By Rana Ajit,IANS,
New Delhi : The Supreme Court has expressed grave concern over the tendency of state and central governments to appeal to it on almost all high court rulings against them, often with wrongly drafted lawsuits, and that too after months of delay.
Disconcerted over wrong drafting of a lawsuit by the Karnataka government, a bench of Justice R.V. Raveendran observed: “It is a matter of concern that minimum care is not taken even to verify the petition before filing. The frequency of carelessly drafted lawsuits is rapidly increasing.”
The bench, which also had Justice J.M. Panchal, expressed concern after detecting some grave factual errors in a lawsuit by the Karnataka government. The court eventually dismissed the appeal Feb 9. The verdict was released last week.
The state government had come to the apex court challenging a state high court ruling that had enhanced the compensation to a farmer to around Rs.40,000 from a paltry sum of Rs.5,300 for a piece of land that was more than one acre.
The government had moved the apex court even though its original compensation package had worked out to be nine paise per square foot, which it had not paid despite a lapse of 17 years.
The apex court dismissed the Karnataka government’s lawsuit after detecting it had been drafted wrongly to make it appear that rather than the particular farmer, it was his legal representative who had been given the enhanced compensation by the high court.
The bench pointed out that the apex court rules provide that any high court ruling is challenged only through a lawsuit drafted and verified by a special category of advocates, called advocates-on-records, a designation acquired by lawyers after passing a fairly tough examination conducted by the apex court.
The bench said that this rule would become meaningless if the government continued filing wrongly drafted lawsuits.

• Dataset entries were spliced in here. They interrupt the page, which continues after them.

PR #5837, opened 2026-09-08
fix(manage): keep block actions clear of scrollbars

pascalr77:
## Description

Keep the scrollbar in activity creation/editing element lists from covering the trash and reorder buttons. The shared `WizardElementList` now reserves 16px of space on the right while retaining its existing scrolling behavior.

ClickUp Task: [Block list scrollbar overlaps the trash button in Chromium and WebKit](https://app.clickup.com/t/4648007/123zgec18rd)

## Proposed Changes

- Add right padding to the shared block/stack element list.
- Add a Playwright regression covering overflowing lists with and without a pending selection, button clearance and hit testing, reordering, and deletion after scrolling. Register it with CI's Manage-only profile and relevance manifest.
- Allow the host test launcher to select `--profile manage` and install Chromium with `--install-browser` without reconciling containers or reinstalling workspace dependencies. Add launcher coverage and usage notes.

## How to Test & Verification Evidence

```bash
node util/run-playwright-host.mjs --profile manage W5-block-list-scrollbar.spec.ts --project chromium
```

Add `--headed` for visible Chromium or `--ui` for Playwright UI mode.

### Automated Verification

- Chromium headless: 2 passed (cleanup + regression).
- Chromium headed: 2 passed in 7.8 seconds.
- Negative control: removing the padding fails the button-clearance assertion; the fix was restored.
- Host launcher tests: 27 passed.
- CI selector and runtime-profile tests: 19 passed on the host after registering the spec.
- Formatting and diff whitespace checks passed.
- `pnpm run check:all` was attempted in the container but could not finish: the runtime-profile test requires a host devrouter executable. The spec-registration failures discovered in that run were corrected and the affected suite passed on the host.
- Full `pnpm run build`: passed, 23/23 tasks (3m41s).

### Manual/Visual Verification

Checked the activity wizard with delegated synthetic credentials using agent-browser. With ten rows, the list retained a 120px viewport over 289px of content and 16px of right padding. Captured before/after screenshots locally; the before capture removes the added padding only in the browser DOM.

WebKit is not verified locally because of the local Safari login loop. A reported UI-mode timeout was not reproduced in the headed run; its cause remains unresolved. Keeping this PR in draft pending broader verification.

### DIFF
--- a/playwright/tests/W5-block-list-scrollbar.spec.ts
+++ b/playwright/tests/W5-block-list-scrollbar.spec.ts
@@ -1,0 +1,112 @@
+import { expect, type Locator } from '@playwright/test'
+import { cleanupTest } from '../util/cleanup.js'
+import { USER_ID_TEST } from '../util/constants.js'
+import { test } from '../util/fixtures.js'
+import { createQuestionSC } from '../util/fixtures/elements.js'
+
+test('CLEANUP', cleanupTest)
+
+// Overlay scrollbars are platform dependent and may be hidden in headless
+// browsers. Check physical clearance as well as clickability: a successful
+// click alone would also pass on the original, overlapping layout.
+async function expectScrollbarClearance(row: Locator) {
+  await row.scrollIntoViewIfNeeded()
+  await expect
+    .poll(() =>
+      row.evaluate((element) => {
+        const list = element.parentElement!
+        const bounds = list.getBoundingClientRect()
+        return Array.from(element.querySelectorAll('button')).every(
+          (button) => {
+            const rect = button.getBoundingClientRect()
+            const hit = document.elementFromPoint(
+              rect.x + rect.width / 2,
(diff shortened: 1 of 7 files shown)


playwright/tests/W5-block-list-scrollbar.spec.ts
```diff
@@ -0,0 +1,112 @@
+import { expect, type Locator } from '@playwright/test'
```
rschlaefli, line 1: @pascalr77 I would remove this test as its on a very granular level (almost like a unit test) and we would want to keep Playwright for E2E testing of the key user flows. If we do a lot of testing like this our test runtime will explode even more. Maybe you could add/improve AGENTS.md to make sure such tests are not generated but rather and maybe added to an existing test flow that actually passes through this functionality.

rschlaefli (changes requested):

PR #6054, opened 2026-09-15
chore(integration): merge latest v3 into v3-audit

rschlaefli:
## What

Merges `v3` (`cfa279ab22`, #6041) into `v3-audit`, the staging source branch.

## Why

`v3-audit` is what staging builds from (`STG_SOURCE_BRANCH=v3-audit`). It was still carrying the red `build-images-status`, `scan-arm` and `scan-migrator-arm` lanes because the image-scan remediation had only reached `v3`. #6051 brought it to `v3-ai`; this carries it onto `v3-audit`.

## Relation to #6052

#6052 forward-merged the `v3-ai` chat fix (#6044). It deliberately carried no v3 content, so the remediation still had to land here. This branch was refreshed onto `109c7d96a4` (#6052's merge) before opening, so it contains both.

## Content

Exactly `cfa279ab22`'s 24 paths:

- runtime base images to `node:24.21.0-alpine` with `apk upgrade`
- `pnpm`/`turbo` removed from the runtime stages in the same layer as the install
- range-scoped `overrides` in `pnpm-workspace.yaml` for the fixable HIGH/CRITICAL transitives

## Resolution notes

- `pnpm-lock.yaml`: kept the `v3-audit` side (so the `packages/audit` and `packages/logging` entries survive) and regenerated with the pinned `pnpm 11.5.0`. Verified with `pnpm install --lockfile-only --frozen-lockfile`; worktree clean.
- `docs/data-and-migrations.md`: keeps v3-audit's staging-revision text and takes v3's migrator-image update.

## Not covered

SonarCloud is red on `v3` itself and is inherited here; this merge does not clear the staging promoter's SonarCloud requirement.

PR #6056, opened 2026-09-15
chore(integration): synchronize v3-ai into v3-audit

rschlaefli:
## What

Forward-merges `v3-ai` into `v3-audit`, the branch staging builds from (`STG_SOURCE_BRANCH=v3-audit`).

## Why

This is the only path for v3 content to reach `v3-audit`: v3 fixes land on `v3-ai` first, then merge forward here. An earlier attempt (#6054) merged `v3` straight into `v3-audit` and was closed for that reason.

`v3-audit` was still red on `build-images-status`, `scan-arm` and `scan-migrator-arm` because the image-scan remediation had only reached `v3`. #6051 carried it to `v3-ai`; this brings it onto the staging branch.

## Content

26 files over `v3-audit`:

- `cfa279ab22` (#6041)'s 24 paths: runtime base images to `node:24.21.0-alpine` with `apk upgrade`, `pnpm`/`turbo` removed from the runtime stages in the same layer as the install, and range-scoped `overrides` in `pnpm-workspace.yaml` for the fixable HIGH/CRITICAL transitives.
- #6053's `util/local-kb` provider failure-code fix, which was on `v3-ai` but not yet here.

## Resolution notes

- `pnpm-lock.yaml` was the only conflict. The `v3-audit` side was kept so the `packages/audit` and `packages/logging` entries survive, then regenerated with the pinned `pnpm 11.5.0`. `pnpm install --lockfile-only --frozen-lockfile` passes and the worktree is clean; the lockfile also passes the supply-chain policy check.
- `docs/data-and-migrations.md` auto-merged, keeping v3-audit's staging-revision text together with v3's migrator-image update.

## Not covered

SonarCloud is red on `v3` itself and is inherited here, so this merge does not clear the staging promoter's SonarCloud requirement.


rschlaefli:
Closing as a duplicate of #6055. Both merge v3-ai into v3-audit and touch the identical 26-file set; #6055 was opened first and its branch carries no incidental commits, so it should be the one that lands. No v3 content reached v3-audit directly.

PR #6088, opened 2026-09-16
enhance(kg): anchor per-slot evidence and scope the content digest to course content

rschlaefli:
## Problem

Two coupled defects in element generation, plus one graph-staleness defect this branch also carries from its baseline.

**1. Every generated question in a bank carried the same objective and the same evidence pages.** When a design slot carried any learning objective, the worker never used that slot's independently selected graph concept as an evidence anchor, so every module-scoped slot in a module received the same module-wide top-ranked bundle. A live PRD build (`c7370d09`) assigned six distinct concepts across six slots and produced identical evidence entities `[Gesamtkapitalebene, Entity Approach, DCF-Methode, Ertragswert-Methode]`, identical pages `[182, 48]`, and six identical question titles.

The fabricated **neutral** objective is a second cause of the same collapse. Element generation synthesizes a Bloom-level placeholder objective when the lecturer has not written one, and that placeholder is the only carrier of the lecturer's Bloom-level choice into the worker blueprint. Because every slot in a run shares the placeholder text, it biased retrieval identically across slots.

**2. Administrative uploads marked a current knowledge graph stale.** The staleness digest counted every resource serving RAG with no `materialType` filter, so re-uploading a syllabus flipped a current graph to stale. That flag is not cosmetic: `apps/chat` hard-blocks graph retrieval on `isStale`, so a current graph stopped answering after an administrative upload. On the live Finance I HS26 knowledge base the all-resources digest was `d02c2542b37d5743…` while the stored digest of published build `d257187f` was the course-content digest `00f7f6acfd9e3dc6…` — the build was current and the comparator was wrong.

## Result

- Each slot's own selected concept anchors its evidence ranking, so slots in one module resolve different evidence bundles.
- Slots whose objective is a synthesized placeholder are marked and treated as objective-less for retrieval, so the placeholder no longer suppresses the anchor.
- The design review shows the evidence entities each slot resolved and raises an advisory concentration notice when a module's slots share one identical set.
- The staleness digest is scoped to course content, mirroring the graph build path.

## How it works

**Neutral-objective marker (Klicker side).** Synthesized Bloom-level objectives are marked `objectiveSource: 'neutral'`; lecturer-authored objectives are `'provided'`. The marker is exposed on the `ElementGenerationObjective` GraphQL view and carried through the configuration, design-summary, and UI objective types. A build persisted before the marker has no value and is treated as lecturer guidance, so only an explicit `'neutral'` shows the generated-default label in the review gate. This is deliberate: marking by absence would misclassify every existing build.

**Emission gate (important for rollout).** The `objective_source` key is **not** written into the worker blueprint JSON in this branch. It is gated behind `BLUEPRINT_OBJECTIVE_SOURCE_ENABLED = false` in `packages/graphql/src/services/questionGenerationBlueprint.ts`. The currently deployed PRD worker validates blueprint objective rows against a closed allowlist and rejects unknown fields, so shipping the key early would break production generation. Enabling it is a one-line change that must follow deployment of the companion worker release.

**Per-slot evidence surface.** `parseQuestionGenerationDesign` reads the evidence entity ids the worker already persists at `resolved_slots[].graph_resolution`, preferring `evidence_candidates[0].entity_ids` with an `entity_ids` fallback, and deduplicates them in order. Only ids leave the server: the rest of `graph_resolution` (chunk ids, paths, scores, citations) stays behind a `.passthrough()` schema and never reaches a GraphQL view or the UI. The existing internals-leak guard test is retained and extended.

**Concentration notice.** The review gate lists each slot's surfaced entities and warns when a module's slots resolve one identical set. Slots without surfaced entities render nothing extra, so pre-marker builds and older worker artifacts stay valid. The view-model logic lives in a dependency-free module (`designReviewSummary.ts`) rather than in the component.

**Digest scope.** `readKBContentDigestEntries` now filters to `KBResourceMaterialType.COURSE_CONTENT`, mirroring the build path in `packages/graphql/src/services/knowledge.ts`. Existing builds gain no rows; only the staleness comparison changes.

## Compatibility and scope

- No schema, migration, dependency, environment-variable, or API-breaking change. `schema.graphql` is regenerated for the added views and field.
- Existing persisted designs, blueprints, and builds remain valid; every new field is optional or has a defined legacy default.
- Source-only. No deployment, image publication, or cluster change is included.

## Verification

- `packages/knowledge-graph`: 80 passed, 2 skipped (the two integration suites need a live FalkorDB). `tsc --noEmit` clean for that package.
- `packages/graphql` focused suites (`questionGenerationArtifacts`, `questionGenerationBlueprint`, `questionGenerationConfiguration`): 114 passed, including the emission-gate tests in both directions and the retained internals-leak guard.
- `apps/frontend-manage` `node --test` suite: 10 passed, including the new evidence and objective-source tests. Biome clean on all changed files.
- `apps/frontend-manage` typecheck: 35 errors, none in the changed files. The baseline was established rigorously by temporarily restoring the pre-change component and view-model pair and diffing sorted error lists — the 35 are pre-existing and come from unbuilt `@klicker-uzh/markdown` / `@klicker-uzh/word-cloud` workspace dependencies and shared-components JSX noise. The two errors this branch originally introduced (the view model widened the Bloom level to `string`, breaking the fragment assignment and the namespaced message key) are fixed.

## Not covered / rollout blockers

- **The worker-side half is not in this repository.** The companion change in `kg-content-generation` (draft MR !20, branch `fix/question-evidence-slot-anchoring`) accepts and propagates the marker and implements per-slot anchoring. The emission gate must stay off until that release is merged, published, and deployed to PRD.
- **No live end-to-end proof.** The broker-backed generation path and a real PRD rebuild are deliberately out of scope here and belong to the separately authorized deployment and e2e sequence.
- **No browser capture of the changed review surface.** The review gate gains the evidence list, the concentration notice, and the generated-default label, but this package ran no browser session, so the rendered result is unverified. The view-model logic is covered by unit tests on the rendering branches; the actual layout and both locales still need a real capture before this is called UI-verified.
- **The `ocr-review` check fails on infrastructure, not content.** All 13 selected items failed with `provider or subtask request failed` and `Unable to read the installed OpenCodeReview version`; 0 findings were produced. It needs a re-run.
- The `final-ai-review` check is pending and requires a manual review dispatch.


apps/frontend-manage/src/components/elements/generation/designReviewSummary.ts
```diff
@@ -0,0 +1,93 @@
...
+    text: string
+    bloomLevel?: ElementGenerationBloomLevel | null
+    objectiveSource?: string | null
+  }>
+): ElementGenerationDesignObjectiveView[] {
+  return objectives.map((objective) => ({
+    id: objective.id,
+    text: objective.text,
+    bloomLevel: objective.bloomLevel ?? null,
+    isGeneratedDefault: objective.objectiveSource === 'neutral',
```
rschlaefli: maintainability · medium
The generated-default flag is derived from an inline magic literal ('neutral') while the parameter is typed as a bare string. This duplicates the backend contract value that already has an authoritative union type (QuestionGenerationObjectiveSource in @klicker-uzh/types) without any compile-time link: a typo such as 'neutal' would type-check, and a backend rename of the marker would silently stop rendering the label. Widening the input type also loses the union guarantee at the call site. Use the shared union for the input parameter and a named constant for the marker instead of the raw literal.

**Suggestion:**
```suggestion
    bloomLevel: objective.bloomLevel ?? null,
    isGeneratedDefault: objective.objectiveSource === NEUTRAL_OBJECTIVE_SOURCE,
```

---

Verified and fixed in `d089967628`.

`NEUTRAL_OBJECTIVE_SOURCE` is now the single marker constant, `designReviewObjectives` takes `QuestionGenerationObjectiveSource` instead of `string`, and the generator normalizes with the same constant. The deeper cause was the GraphQL view using `exposeString`, which erased the union from the generated client types and let the raw literal reach this file: `objectiveSource` is now a real `ElementGenerationObjectiveSource` enum. Regenerated `schema.graphql` and the client documents. Re-ran the affected suites — graphql 140/140 (configuration, artifacts, lifecycle, blueprint, accounting), frontend-manage 10/10, `tsc` clean for graphql/types/frontend-manage, `format:check` clean.

---

⚠️ **Correction from the agent:** this finding was accidentally deleted from its original position by an errant API call while replying, so its text is reproduced above verbatim. Nothing was dismissed. The thread is resolved because the fix landed, not because the finding was withdrawn.

PR #6214, opened 2026-09-21
fix(ci): follow the registry blob redirect when reading image revisions

rschlaefli:
## Problem

`Promote to stg` run [35549792165](https://github.com/uzh-bf/klicker-uzh/actions/runs/35549792165) failed at 01:16:54Z with

```
[TypeError: fetch failed] { [cause]: Error: unexpected redirect at makeNetworkError (undici) }
```

Candidate `6ecaac08ebd1` (#6212) never reached `stg-release`, so staging still runs the previous release.

## Root cause

GHCR serves a manifest where it is addressed, but a blob only through a 307 redirect to `pkg-containers.githubusercontent.com`. `fetchImageRevision()` reads the image config blob to resolve the revision of an adopted digest and used `redirect: 'error'`, so undici aborted with `unexpected redirect`. Reproduced against the real registry: manifest 200, config blob 307 to the storage host.

Roughly half the promoted images are adopted digests (`image-reuse-*.json` with `adopted: true`), so a normal promotion hits this path.

## Change

- blob reads use `redirect: 'manual'`; exactly one hop is followed, only to `pkg-containers.githubusercontent.com` over https; manifests still fail fast on any redirect
- the storage response is accepted with `application/octet-stream`, and the bytes must hash to the requested digest
- the signed storage URL is fetched without the registry token, so the token stays with the registry
- any further redirect fails

## Verification

- `node --test .github/scripts/stg-release-promoter.test.js` → 50 pass / 0 fail (3 new tests: follows one hop, rejects a hop off the storage host, rejects substituted bytes)
- real registry read of candidate `6ecaac08ebd1`: 10/10 image targets resolved, including `analytics-arm`, `lti-arm`, `mcp-lecturer-arm` and `olat-api-arm` adopted from an earlier build (`ddfa6ee4d757…`) plus `chat-arm` at the candidate revision
- `biome format` and the file's baseline lint warnings unchanged on both files

## After merge

The `promote` job only runs for a workflow that completed on the source branch (`v3-audit`), so the wake-up comes from the next push there: `v3` is merged forward through `v3-ai` into `v3-audit`, and the resulting candidate CI plus image build re-evaluates the promotion. No manual dispatch.

## Summary by CodeRabbit

- **Bug Fixes**
  - Improved processing of adopted images that use registry storage redirects.
  - Securely supports a single approved redirect while rejecting redirects to untrusted hosts.
  - Validates downloaded image data against its expected integrity hash.
  - Rejects unexpected content types and invalid image data, helping prevent incorrect or unsafe release processing.


rschlaefli:
## On the HIGH finding `fr-1c336d180c476fee`

The finding assumes undici returns the browser's opaque redirect for `redirect: 'manual'`. On the runtime the promoter uses it does not. Probe on Node v24.17.0 (the `node24` line of `actions/github-script` v9):

```
$ node -e "const r = await fetch('https://httpbingo.org/redirect/1', {redirect:'manual'}); console.log(r.status, r.type, r.headers.get('location'))"
302 basic /get
```

End-to-end: reading an adopted digest's revision through this function resolved all 10 staging image targets of candidate `6ecaac08eb`, including `analytics-arm`, `lti-arm`, `mcp-lecturer-arm` and `olat-api-arm` adopted from an earlier build. That path only completes if the 307 from `ghcr.io` to `pkg-containers.githubusercontent.com` is visible and followed, and the returned bytes hash to the requested digest. Were a future runtime to return the opaque redirect, the code fails closed on `registry response was 0`; the guard for substituted content is the digest hash.

PR #56, opened 2023-10-01
Python minor performance improvements and simplifications

fizmat:
1. report more detailed performance info (used [here](https://github.com/fizmat/related_post_gen_python_timing/blob/main/main.ipynb) to measure the rest of the changes)
2. run: install everything from requirements.txt (in case more libraries will be used in the future);
3. run: also remove venv in cleanup;
4. python: use defaultdict. Just convenience, no performance impact;
5. python: remove heapq. Counter can find top-k itself. Just convenience, no performance impact;
6. both: use ujson as a transparent replacement for json. 90 ms faster output;
7. numpy: generate unique tags using python set. 20 ms faster than filling an ndarray and then calling `.unique()`;
8. numpy: iterate over post.tags dict instead of iterating over all possible tag ids in the inner loop. 20ms faster;
9. use uint8 as matrix dtype: 20ms faster than uint16;

Interesting result in c9414160a56d5122a8ccb738a8675d394fdfa987: using `np.argpartition()` is 30ms slower than `np.argsort()`, even though partition does less (it does not have to fully sort the array). I think the key is `kind="stable"`. There's no algorithm selection for argpartition yet, and stablesort seems to be very fast on this specific dataset. Are related posts almost-sorted by relatedness?


fizmat:
Ooh, "stable" argsort is probably using radix sort in this case, which should be super fast given relatedness has very few possible values. https://numpy.org/doc/stable/reference/generated/numpy.argsort.html#numpy.argsort

jinyus:
Hey, thanks for your efforts but we need the timing to be compatible with the rest of the solutions because the benchmark results are automatically generated. The rest of your changes looks good.

Let me know if you're going to modify the pull request or I can do it.

fizmat:
Oh, I didn't know. What does the benchmark actually collect, the "Processing time (w/o IO): ..." lines?

jinyus:
Yes. I am also trying to limit the run time of the workflow because the free tier is limited.

[link to regex](https://github.com/jinyus/related_post_gen/blob/30c4b3067df562e35e0baa62372af90107e61ab3/extract_results.dart#L7)

fizmat:
Changed. Now it only prints the detailed table if env DETAILED_PYTHON_PERF="1", otherwise behaves as usual.
Also now using `time` functions that return int nanoseconds instead of float seconds (it will not actually improve precision given the current scale of ~ second per run, but why not).

jinyus:
Processing times is a bit slower on my machine. ujson sped up I/O though. What are the results on your machine?

new:

```
Benchmark 1: python3 ./related.py
Processing time (w/o IO): 1.425s
Processing time (w/o IO): 1.413s
Processing time (w/o IO): 1.421s
Processing time (w/o IO): 1.409s
Processing time (w/o IO): 1.415s
  Time (mean ± σ):      1.485 s ±  0.007 s    [User: 1.465 s, System: 0.018 s]
  Range (min … max):    1.478 s …  1.492 s    5 runs

```

old:

```Benchmark 1: python3 ./related.py
Processing time (w/o IO): 1.366s
Processing time (w/o IO): 1.353s
Processing time (w/o IO): 1.330s
Processing time (w/o IO): 1.349s
Processing time (w/o IO): 1.310s
  Time (mean ± σ):      1.516 s ±  0.023 s    [User: 1.492 s, System: 0.024 s]
  Range (min … max):    1.489 s …  1.546 s    5 runs
```

fizmat:
old:
```
Benchmark 1: python3 ./related.py
Processing time (w/o IO): 1.344s
Processing time (w/o IO): 1.351s
Processing time (w/o IO): 1.350s
Processing time (w/o IO): 1.342s
Processing time (w/o IO): 1.350s
  Time (mean ± σ):      1.497 s ±  0.005 s    [User: 1.477 s, System: 0.014 s]
  Range (min … max):    1.493 s …  1.503 s    5 runs
```

new:
```
Benchmark 1: python3 ./related.py
Processing time (w/o IO): 1.473s
Processing time (w/o IO): 1.465s
Processing time (w/o IO): 1.461s
Processing time (w/o IO): 1.458s
Processing time (w/o IO): 1.464s
  Time (mean ± σ):      1.508 s ±  0.027 s    [User: 1.486 s, System: 0.012 s]
  Range (min … max):    1.491 s …  1.555 s    5 runs
```

I checked, and now commit `minor pythonizations: deafultdict, no need for heapq` slows processing down by almost 120ms. Strange.

fizmat:
I think I know why I didn't see a difference before: version differences!

The latest result, where it's 120ms slower are in a py=3.9 venv, but the jupyter notebook with performance plots I generated in py=3.11. Probably either counter or defaultdict got optimized between 3.9 and 3.11.

jinyus:
I will merge and see how it performs in the VM

fizmat:
Yup, plot in 3.9:
image
Plot in 3.11:
image

jinyus:
I have 3.11.5 on my machine. It's slower on the vm too
[https://github.com/jinyus/related_post_gen/pull/59](https://github.com/jinyus/related_post_gen/pull/59)

jinyus:
I will have to revert for now.

fizmat:
The script does (a): `for p in heapq.nlargest(5, relation_count, key=relation_count.get)`
Internally the counter does (b): `for p, _n in heapq.nlargest(n, relation_count.items(), key=itemgetter(1))`
If I replace (a) with (b) in the script, it has the same performance as just calling relation_count.most_common(), which makes sense.

It seems (b) is measurably slower on almost all of my systems too. I wonder if it's because in (a) the heapq only stores the keys and gets counts from the counter, but in (b) the heapq stores the item-count pairs, so it uses 2x the memory.

Checked on a PC. (b) is slower than (a) on both Linux and Windows (both in python 3.11). Performance is the same *only* on M1 Mac in 3.11. I wonder how.

Win10 results (1: and 2: don't have the slower top5 from counter):
```
commit				import 		compile 	input 		process 		output 		total
0: install all pytho… 	11.90±0.18 	0.00±0 	10.42±0.26 	2744±18 	480.9±1.8 	3248±19
0: try counter most_… 	7.09±0.18 	0.00±0 	10.17±0.17 	2810±16 	54.28±0.99 	2882±16
1: minor pythonizati… 	12.08±0.28 	0.00±0 	10.27±0.26 	2729±13 	482.0±1.9 	3233±14
2: use ujson for IO…… 	7.12±0.23 	0.00±0 	10.21±0.17 	2718±14 	54.3±1.3 	2789±14
```
So this convenience change is definitely out.


By the way, on Windows the uint8 numpy matrix actually runs slower than uint16:
```
commit				import 		compile 	input 			process 		output 		total
0: minor pythonizati… 	115.92±0.72 	0.00±0 	10.35±0.21 		768.8±3.9 	481.6±1.5 	1376.7±4.0
1: use ujson for IO…… 	117.47±0.82 	0.00±0 	10.06±0.16 		770.8±3.4 	53.09±0.59 	951.4±4.0
2: np: use python se… 	118.21±0.91 	0.00±0 	10.031±0.098 	701.8±4.1 	52.74±0.63 	882.7±4.4
3: np: use smaller m… 	117.74±0.82 	0.00±0 	9.99±0.15 		743.1±2.1 	53.10±0.60 	923.9±2.7
4: np: use dict of t… 	118.3±1.3 	0.00±0 	10.03±0.14 		696.2±5.8 	53.15±0.61 	877.8±6.0
5: try to use numpy … 	117.56±0.87 	0.00±0 	9.95±0.17 		737.8±1.8 	53.03±0.68 	918.4±1.9
```

Is that a factor at all for you, or can performance differences on Windows be safely ignored?

PR #67, opened 2023-10-02
Node.js and Deno are not a "Language"

guest271314:
Node.js and Deno are JavaScript programming language runtimes, not languages in and of themselves.


jinyus:
Thanks

PR #68, opened 2023-10-02
add JAVA

venom-goblin:
Hello ! Here is a java version, it uses JAVA 17 and maven, I used java JMH instead of hyperfine to benchmark multiple runs as it is the standard solution in the ecosystem.

## Usage
Build and run the main program:
```bash
cd java
mvn -Pjvm clean package
java -jar target/main.jar
```

Build and run the JMH benchmarks:
```bash
cd java
mvn -PJMH clean package
java -jar target/benchmark.jar
```

Build and run the GraalVM program:
```bash
cd java
mvn clean package
# we execute the program a first time with an agent to collect metadata and generates the configuration files in a subdirectory of target/native/agent-output.
# Those files will be used by the native-image tool
mvn -Pnative -Dagent exec:exec@java-agent
mvn -Pnative -Dagent package
./target/related.exe
```

a GraalVM native profile is also available but not yet configured in the file .github/workflows/benchmark.yml

## Results:

On my machine (Windows) I had the following results:
run_go:
```
Processing time (w/o IO) 40.3919ms
106 ms
```

run_java:
```
Processing time (w/o IO) 180 ms
Processing (with IO) time 339 ms
```

run_java_with_jmh:
```
Processing time (w/o IO) 38 ms
Processing (with IO) time 65 ms
0,068 s/op
```

run java with graalvm:
```
Processing time (w/o IO) 61 ms
114 ms
```


jinyus:
Hey, thanks for the PR. I know nothing about java so bear with me, Why is benchmark.jar so much faster than main.jar? 
I'm more inclined to go with the real work tests (jit and graalvm) as those are running under the same conditions as the other languages.

Let me know what you think.

jinyus:
#50

venom-goblin:
benchmark.jar is faster because the JVM has a fixed startup cost and JMH reuses the same VM to run multiple iterations, and as the Java JVM uses a Just In Time compiler (JIT), the code runs first in interpreted mode and if a method is called enough times then it is eligible  for native compilation. The JIT code can even be faster than the Golang version because it has access to the runtime information of the machine and also the hot code paths executed.
So for server applications it can be beneficial but for short-lived command line ones it's less useful.

But I agree with you that it's good to have a neutral benchmarking tool for all languages.
We can just keep the run_java_with_jmh function in run.sh (but removing it from run_all) in case some people are interested about this scenario.

Thanks for merging the PR and adding support for GraalVM !

PR #73, opened 2023-10-02
Bun + Rust FFI (AI generated)

Airtune:


jinyus:
Hey, thanks for your efforts but FFI is not allowed as it's not testing the target language/runtime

The apex court also decried various governments’ tendency to come to it in appeal in almost each and every case decided against it by high courts or lower courts and, more importantly, after months of delay.
“More than half of Special Leave Petitions (SLPs or the lawsuits challenging a high court ruling) filed in the Supreme Court are by the state governments and union of India,” said the apex court.
“The remedy (to approach the apex court) through filing an SLP under Article 136 of the Constitution is an extraordinary (legal) remedy, intended to be invoked in special cases and should not be treated so casually, negligently or routinely,” the bench counselled the government.
The bench also expressed concern over the inordinate delay by governments in coming to the apex court to challenge high court rulings.
“About 90 percent of the lawsuits filed by the government are filed with applications for condonation of delay,” said the bench, adding: “The delay is usually condoned keeping in view the administrative snarls and bottlenecks, governmental procedures and the public interest.
“But there is an urgent need for the government to streamline its decision-making process for filing special leave petitions and reduce the delay. Delays in filing, virtually every SLP by governments, make a mockery of the provision relating to limitation and the meaning of sufficient cause,” said the bench.
A court ruling has to be challenged in a higher court within a deadline of generally three months and if not challenged within it, a ruling attains finality and is not supposed to be disturbed by the higher court without sufficient and just reason. This provision is aimed at ensuring that the winning party is not left waiting endlessly to get the benefit of the ruling.